关于多元控制图的若干问题研究

发布时间：2018-05-08 15:08

本文选题：多元统计过程控制 + Bootstrap　；参考：《华东师范大学》2016年博士论文

【摘要】：在多元统计过程控制中,当质量特性是连续性随机变量时,已有的控制图大多是基于正态分布建立的。而在实际中,正态性假定经常不成立,在这种情况下,基于正态分布建立的这些控制图的表现将会受到严重影响,因此需要发展一些非参或者稳健的多元控制图。当质量特性是属性变量时,其概率分布经常由列联表来刻画。
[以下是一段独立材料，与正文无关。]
PR #384, opened 2020-10-15
[MNG-6957] Build/consumer should work with reverse module order in aggregator

rfscholte:


rfscholte:
I guess this was closed by accident...

PR #386, opened 2020-10-21
[MNG-6999] Chained (consumer) XMLFilters can result in "floating" comments

rfscholte:


maven-core/src/test/java/org/apache/maven/internal/aether/ConsumerModelSourceTransformerTest.java
```diff
@@ -0,0 +1,69 @@
...
+import org.apache.maven.model.building.TransformerContext;
+import org.junit.Test;
+import org.xmlunit.assertj.XmlAssert;
+
+public class ConsumerModelSourceTransformerTest
+{
+    private ConsumerModelSourceTransformer transformer = new ConsumerModelSourceTransformer();
+
+    @Test
+    public void test() throws Exception
```
mthmulders, line 37: Would it be possible to come up with a name for the test that better describes what it verifies?

maven-xml/src/test/java/org/apache/maven/xml/sax/filter/ConsumerPomXMLFilterTest.java
```diff
@@ -231,5 +234,22 @@ public void licenseHeader() throws Exception {
         String actual = transform( input );
         assertThat( actual ).and( expected ).areIdentical();
     }
+    
+    @Test
+//    @Ignore
```
mthmulders, line 239: I think this comment can be removed :-)

maven-xml/src/test/java/org/apache/maven/xml/sax/filter/ConsumerPomXMLFilterTest.java
```diff
@@ -231,5 +234,22 @@ public void licenseHeader() throws Exception {
...
+    public void lexicalHandler() throws Exception
```
mthmulders, line 240: Should this test method not describe what it verifies, i.e. "removes modules" or something like that?

mthmulders (commented):
I left a few remarks but I don't oversee what this code does, nor what the effect of the proposed changes would be.

maven-xml/src/test/java/org/apache/maven/xml/sax/filter/ConsumerPomXMLFilterTest.java
rfscholte: It tests that the lexical handler is used in both SaxSource and StreamResult. If one of both doesn't provide the lexical handler, all comments will be ignored. By default the SaxSource has no LexicalHandler, so the XMLParser will simply get elements, attributes, etc.

But yes, this is now testing 2 different things. I will add a test with a minimal pom + license, that should be enough to verify if the lexicalHander is properly chained.

maven-core/src/test/java/org/apache/maven/internal/aether/ConsumerModelSourceTransformerTest.java
rfscholte: of course, my bad practice when starting a new class with only one method, to simply start with `test`

maven-core/src/test/java/org/apache/maven/internal/aether/ConsumerModelSourceTransformerTest.java
```diff
@@ -0,0 +1,69 @@
...
+    {
+        Path beforePomFile = Paths.get( "src/test/resources/projects/transform/before.pom").toAbsolutePath();
+        Path afterPomFile = Paths.get( "src/test/resources/projects/transform/after.pom").toAbsolutePath();
+
+        try( InputStream in = transformer.transform( beforePomFile, new NoTransformerContext() ) )
+        {
+            XmlAssert.assertThat( in ).and( Files.newInputStream( afterPomFile ) ).areIdentical();
```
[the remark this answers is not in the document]
rfscholte: no it does, good find!

maven-xml/src/test/java/org/apache/maven/xml/sax/filter/ConsumerPomXMLFilterTest.java
rfscholte: true

rfscholte:
if there are no objections, I'll merge this tomorrow

MartinKanters (commented):
I think the code looks good in general, but I added some very small comments, so it's up to you whether you want to process them or not.

maven-core/src/test/java/org/apache/maven/project/ProjectBuilderTest.java
```diff
@@ -249,9 +249,9 @@ public void testReadInvalidPom()
         catch ( ProjectBuildingException ex )
         {
             assertEquals( 1, ex.getResults().size() );
-            MavenProject project = ex.getResults().get( 0 ).getProject();
-            assertNotNull( project );
-            assertNotSame( 0, ex.getResults().get( 0 ).getProblems().size() );
+            assertNotNull( ex.getResults().get( 0 ).getPomFile() );
```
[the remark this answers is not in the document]
rfscholte: Noted. Now that we are using Java 8 it should be quite to catch these leaks by using assertThrows. If you hit such a test class, just fix it as part of continuous maintenance.

PR #400, opened 2020-11-26
[MNG-7035] Migrate all tests to JUnit 4

gnodet:
Migration of all tests to Unit 4 without any refactoring beyond the bare minimum (i.e. add @Test, @Before and @After) methods.
For plexus powered tests, I had to copy the migrated `PlexusTestCase` as there is currently no shared test jar.

### DIFF
--- a/maven-compat/src/test/java/org/apache/maven/PlexusTestCase.java
+++ b/maven-compat/src/test/java/org/apache/maven/PlexusTestCase.java
@@ -1,0 +1,317 @@
+package org.apache.maven;
+
+/*
+ * Licensed to the Apache Software Foundation (ASF) under one
+ * or more contributor license agreements.  See the NOTICE file
+ * distributed with this work for additional information
+ * regarding copyright ownership.  The ASF licenses this file
+ * to you under the Apache License, Version 2.0 (the
+ * "License"); you may not use this file except in compliance
+ * with the License.  You may obtain a copy of the License at
+ *
+ *   http://www.apache.org/licenses/LICENSE-2.0
+ *
+ * Unless required by applicable law or agreed to in writing,
+ * software distributed under the License is distributed on an
+ * "AS IS" BASIS, WITHOUT WARRANTIES OR CONDITIONS OF ANY
+ * KIND, either express or implied.  See the License for the
+ * specific language governing permissions and limitations
+ * under the License.
+ */
+
+/*
+ * Copyright 2001-2006 Codehaus Foundation.
+ *
+ * Licensed under the Apache License, Version 2.0 (the "License");
+ * you may not use this file except in compliance with the License.
+ * You may obtain a copy of the License at
+ *
+ *      http://www.apache.org/licenses/LICENSE-2.0
+ *
+ * Unless required by applicable law or agreed to in writing, software
+ * distributed under the License is distributed on an "AS IS" BASIS,
+ * WITHOUT WARRANTIES OR CONDITIONS OF ANY KIND, either express or implied.
+ * See the License for the specific language governing permissions and
+ * limitations under the License.
+ */
+
+import java.io.File;
+import java.io.InputStream;
+
+import org.codehaus.plexus.ContainerConfiguration;
+import org.codehaus.plexus.DefaultContainerConfiguration;
+import org.codehaus.plexus.DefaultPlexusContainer;
+import org.codehaus.plexus.PlexusContainer;
+import org.codehaus.plexus.PlexusContainerException;
+import org.codehaus.plexus.component.repository.exception.ComponentLifecycleException;
+import org.codehaus.plexus.component.repository.exception.ComponentLookupException;
+import org.codehaus.plexus.configuration.PlexusConfiguration;
+import org.codehaus.plexus.context.Context;
+import org.codehaus.plexus.context.DefaultContext;
+import org.junit.After;
+import org.junit.Before;
+
+/**
+ * This is a slightly modified version of the original plexus class
+ * available at https://raw.githubusercontent.com/codehaus-plexus/plexus-containers/master/plexus-container-default/src/main/java/org/codehaus/plexus/PlexusTestCase.java
+ * in order to migrate the tests to JUnit 4.
+ *
+ * @author Jason van Zyl
+ * @author <a href="mailto:trygvis@inamo.no">Trygve Laugst&oslash;l</a>
+ * @author <a href="mailto:michal@codehaus.org">Michal Maczka</a>
+ * @author Guillaume Nodet
+ */
+public abstract class PlexusTestCase
+{
+    private PlexusContainer container;
+
+    private static String basedir;
+
+    @Before
+    public void setUp()
+            throws Exception
+    {
+        basedir = getBasedir();
+    }
+
+    @SuppressWarnings("ResultOfMethodCallIgnored")
+    protected void setupContainer()
+    {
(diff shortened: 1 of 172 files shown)


slachiewicz (approved):

slachiewicz:
please also look into #346 where I made a related changes

maven-compat/src/test/java/org/apache/maven/PlexusTestCase.java
```diff
@@ -0,0 +1,294 @@
...
+import org.codehaus.plexus.PlexusContainer;
+import org.codehaus.plexus.PlexusContainerException;
+import org.codehaus.plexus.component.repository.exception.ComponentLifecycleException;
+import org.codehaus.plexus.component.repository.exception.ComponentLookupException;
+import org.codehaus.plexus.context.Context;
+import org.codehaus.plexus.context.DefaultContext;
+import org.junit.After;
+import org.junit.Before;
+
+public class PlexusTestCase {
```
slachiewicz, line 38: is it ok to copy code from codehaus-plexus repo without credits?

gnodet: I've fixed the commit to add the copyright, thx !

gnodet:
> please also look into #346 where I made a related changes

This is mostly related to JSR330 afaik.
I think the blocking issue for migrating to JSR330 is [MNG-6898](https://issues.apache.org/jira/browse/MNG-6898) though it should be possible to migrate the tests and most of core and keep that one.
I'm willing to investigate the JSR330 issue later...

gnodet:
Is anybody willing to look at this PR ?
I can update it, but don't want to spend more time if no-one cares...

maven-compat/src/test/java/org/apache/maven/PlexusTestCase.java
```diff
@@ -0,0 +1,317 @@
...
+ * This is a slightly modified version of the original plexus class
+ * available at https://raw.githubusercontent.com/codehaus-plexus/plexus-containers/master/plexus-container-default/src/main/java/org/codehaus/plexus/PlexusTestCase.java
+ * in order to migrate the tests to JUnit 4.
+ *
+ * @author Jason van Zyl
+ * @author <a href="mailto:trygvis@inamo.no">Trygve Laugst&oslash;l</a>
+ * @author <a href="mailto:michal@codehaus.org">Michal Maczka</a>
+ * @author Guillaume Nodet
+ */
+public abstract class PlexusTestCase
```
rfscholte, line 64: Would it make sense to turn this into a rule like done for https://github.com/apache/maven-plugin-testing/blob/master/maven-plugin-testing-harness/src/main/java/org/apache/maven/plugin/testing/MojoRule.java

gnodet: Sure, but this would require lots of additional refactoring to migrate from a parent class to a rule.  Given how big this PR is (and already conflicting), I'd rather to by steps.  This is the same problem than for tackling https://github.com/apache/maven/pull/346.  Having PR reviewed and merged takes time, so I'd rather handle issues one by one.

gnodet:
I've rebased the PR on top of master.

gnodet:
Rebased and fix all conflicts again after MNG-6909.

cstamas (approved):

slachiewicz:
with Sisu we have also org.eclipse.sisu.launch.InjectedTest available.

One comment - new class org.apache.maven.PlexusTestCase should be based on org.codehaus.plexus.PlexusTestCase from org.eclipse.sisu.plexus artefact

gnodet:
> with Sisu we have also org.eclipse.sisu.launch.InjectedTest available.
> 
> One comment - new class org.apache.maven.PlexusTestCase should be based on org.codehaus.plexus.PlexusTestCase from org.eclipse.sisu.plexus artefact

Well, the goal is not have have ties to junit3 and the PlexusTestCase is not junit4 ready, so that kinda removes the purpose of this PR if we want to stick with the junit3 base class in all tests. Did I miss something ?

maven-compat/src/test/java/org/apache/maven/PlexusTestCase.java
```diff
@@ -0,0 +1,317 @@
...
+import org.codehaus.plexus.component.repository.exception.ComponentLookupException;
+import org.codehaus.plexus.configuration.PlexusConfiguration;
+import org.codehaus.plexus.context.Context;
+import org.codehaus.plexus.context.DefaultContext;
+import org.junit.After;
+import org.junit.Before;
+
+/**
+ * This is a slightly modified version of the original plexus class
+ * available at https://raw.githubusercontent.com/codehaus-plexus/plexus-containers/master/plexus-container-default/src/main/java/org/codehaus/plexus/PlexusTestCase.java
```
slachiewicz, line 56: this should refer to https://github.com/eclipse/sisu.plexus/blob/master/org.eclipse.sisu.plexus/src/org/codehaus/plexus/PlexusTestCase.java

slachiewicz:
I am on your side, I am in favor of switching to Junit4 - especially that it would be worthwhile to switch to Junit5.

rmannibucau:
Guess the question is do we switch to junit4 ot junit5 directly today. I think in both cases we need to write the BaseTest as an extension (junit5) or rule (junit4) so the effort seems kind of the same to move to junit5 to me at the moment. Did you evaluate junit5 directly? Is there any issue?

maven-compat/src/test/java/org/apache/maven/PlexusTestCase.java
gnodet: Not really, IIRC, I purposedly used the older codehaus version to avoid the EPL in source form which could cause a licensing problem with the ASL at the ASF afaik.

cstamas:
I'd prefer "baby steps", so this PR as is is okay for me, and let have later go with other changes...

gnodet:
> Guess the question is do we switch to junit4 ot junit5 directly today. I think in both cases we need to write the BaseTest as an extension (junit5) or rule (junit4) so the effort seems kind of the same to move to junit5 to me at the moment. Did you evaluate junit5 directly? Is there any issue?

You're right.  When rewriting the base class, it would be a good time to jump to unit 5.
I did upgrade Camel to junit 5.  Most of it is painless (though the arguments order of the assertions has been changed, so you need some regex skill...), but the pain comes when using specific unit 4 rules.
I'm currently working on another PR to move the 3 duplicated `PlexusTestCase` classes to a new `maven-test-support` module so that they can be shared.

gnodet:
> > Guess the question is do we switch to junit4 ot junit5 directly today. I think in both cases we need to write the BaseTest as an extension (junit5) or rule (junit4) so the effort seems kind of the same to move to junit5 to me at the moment. Did you evaluate junit5 directly? Is there any issue?
> 
> You're right. When rewriting the base class, it would be a good time to jump to unit 5.
> I did upgrade Camel to junit 5. Most of it is painless (though the arguments order of the assertions has been changed, so you need some regex skill...), but the pain comes when using specific unit 4 rules.
> I'm currently working on another PR to move the 3 duplicated `PlexusTestCase` classes to a new `maven-test-support` module so that they can be shared.

Following PR that may be split also between the first commits (cleanup) and the last one (upgrade to junit 5) : https://github.com/apache/maven/pull/431

gnodet:
Incorporated in https://github.com/apache/maven/pull/431

PR #402, opened 2020-11-27
DefaultProjectBuilder enhancements

gnodet:
While initially working on [MNG-7027](https://issues.apache.org/jira/projects/MNG/issues/MNG-7027), I came across several issues, so I'm raising this PR in order to gather feedback.
I've split the changes in small commits in order to make reviewing them easier.
There are 2 big important (and non trivial) commits though: https://github.com/apache/maven/commit/331e402b1a7f6e158444984d1272aeff18f54549 and https://github.com/apache/maven/commit/aa285f20bc2c4aef9898e42e297dd43430ac2c11.  Those have comments in the commit, but I can explain more if needed.

This PR is layered on top of #399 and #391 to avoid conflicts.


gnodet:
On top of that, I'm going to check if caching of *effective* models can be done.  This requires tracking which properties / profiles are used, but it looks doable.  It may not be very interesting for stock maven, but it would certainly be for `mvnd`.

gnodet:
@rfscholte could you have a quick look and see if that's something that could be merged at some point ? I don't want to waste time if there's no interest at all.
The 2 big and non trivial commits are 331e402 and aa285f2. 
I'm willing to rebase if there's a chance it could be included.

gnodet:
@rfscholte the commit I pointed you at and on which you (commented)[https://github.com/apache/maven/commit/aa285f20bc2c4aef9898e42e297dd43430ac2c11#r45727670] yesterday was outdated.  I've rebased on top of the recent changes in master.
The related commit is now https://github.com/apache/maven/pull/402/commits/22582b662401afbb1ee648b5d63be49a8076dbb0.  The answer to the question should be in the commit comment:
```
The checks were previously done after the cache hit, but they are now a duplication of the checks performed in readParentLocally.
Doing caching is useless as the first time, the version range will be resolved and stored in the Parent and caching happens during the call to readRawModel anyway.
```

gnodet:
I'll investigate the integration test failures asap.

rfscholte:
Probably related is MNG-7063: if trying to read the same file multiple times (in this case {{dependency-reduced-pom.xml}}, it'll be picked up from cache. In this case the model shouldn't have been cached.
Would that be solved with these changes?

rfscholte:
I've written a unittest for MNG-7063. With this PR it succeeds again. This looks very promising.

gnodet:
I'll get back on this PR next week.

gnodet:
@rfscholte I've rebased and fix the integration tests.

rfscholte:
I just had another look at this. It looks to me that this commit has become too big. We should split it into 2 pieces: 
* rewriting JUnit tests using maven-test-support. 
* Remove double cache, which would fix MNG-7063.

gnodet:
> I just had another look at this. It looks to me that this commit has become too big. We should split it into 2 pieces:
> 
> * rewriting JUnit tests using maven-test-support.
> * Remove double cache, which would fix [MNG-7063](https://issues.apache.org/jira/browse/MNG-7063).

Done.
Fwiw, https://github.com/apache/maven/pull/432 is about the junit 5.

rfscholte:
ok, let me check that one first

rfscholte:
Merged with https://github.com/apache/maven/commit/619973b91cff5af7b5695bda11761a982a159349 which fixes MNG-7063. Thanks for this PR!

PR #407, opened 2020-12-02
Revert "[MNG-5728] Switch the default checksum policy from "warn" to "fail""

rfscholte:
Reverts apache/maven#405


jira-importer:
Resolve #6581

传统的监控列联表数据的方法都是基于“格子数小样本量大”的情形。随着属性变量个数的增加,列联表中的格子数迅速增加,导致格子中的数目非常小或者为零,也就是所谓的稀疏列联表。在这种情况下,传统的方法已不再能使用,有必要发展一些新方法来监控稀疏列联表数据。当多元过程分布未知而仅有一些可利用的受控数据时,第二章把传统的多元累积和(MCUSUM)控制图的常数控制限扩展成一系列动态控制限,这些控制限可以由sprint长度给定下统计量的条件bootstrap分布确定。同传统的MCUSUM控制图相比,这种具有动态控制限的新控制图表现得更好。然而,它的计算比较繁琐,于是进一步我们使用sprint长度的连续函数来作为它的控制限,发展了一个更为便利的控制图。当过程均值漂移仅仅发生在很少的几个分量上时,第三章把传统的多元LASSO控制图扩展到一个稳健的版本中。新控制图在椭球方向分布族内是不依赖于分布的,这种不依赖于分布性指的是对椭圆方向分布族内的任何连续分布,其控制限是相同的,因此控制限可以由多元标准正态分布确定。模拟结果显示新提出的控制图对监控厚尾分布和偏斜分布中的稀疏漂移是非常有效的。当过程协方差漂移仅仅发生在一些元素上时,第四章把空间符号协方差阵和最大范数应用到指数加权移动平均(EWMA)方案中,构造了一个监控协方差阵的稳健控制图。性质研究表明新图在椭球方向分布族内是不依赖于分布的。对比研究表明新方法对监控厚尾分布下的稀疏漂移更有效,对监控偏斜分布下的稀疏漂移更稳健。在稀疏列联表下,第五章首先提出一个两阶段的group lasso方法对高维log-linear模型进行模型选择和参数估计,进而获得受控状态下的概率分布。然后基于一个修正的Pearson χ2统计量,提出一个新的EWMA控制图。与传统的基于Pearson χ2检验和似然比检验统计量的控制图相比,新控制图对模型系数的各种漂移是有效的,尤其在中小漂移下。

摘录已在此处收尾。